### EXERCISE DATA:
***

PR #275, opened 2020-07-07
ResourceRecordSet Follow-up 

muvaf:

This PR adds a few v1beta1 features to `ResourceRecordSet` managed resource. Tested manually.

***

### EXERCISE:
From the preceding material, extract every line exactly.

### OUTPUT FOR THIS TASK:
PR #275, opened 2020-07-07
ResourceRecordSet Follow-up 

muvaf:

This PR adds a few v1beta1 features to `ResourceRecordSet` managed resource. Tested manually.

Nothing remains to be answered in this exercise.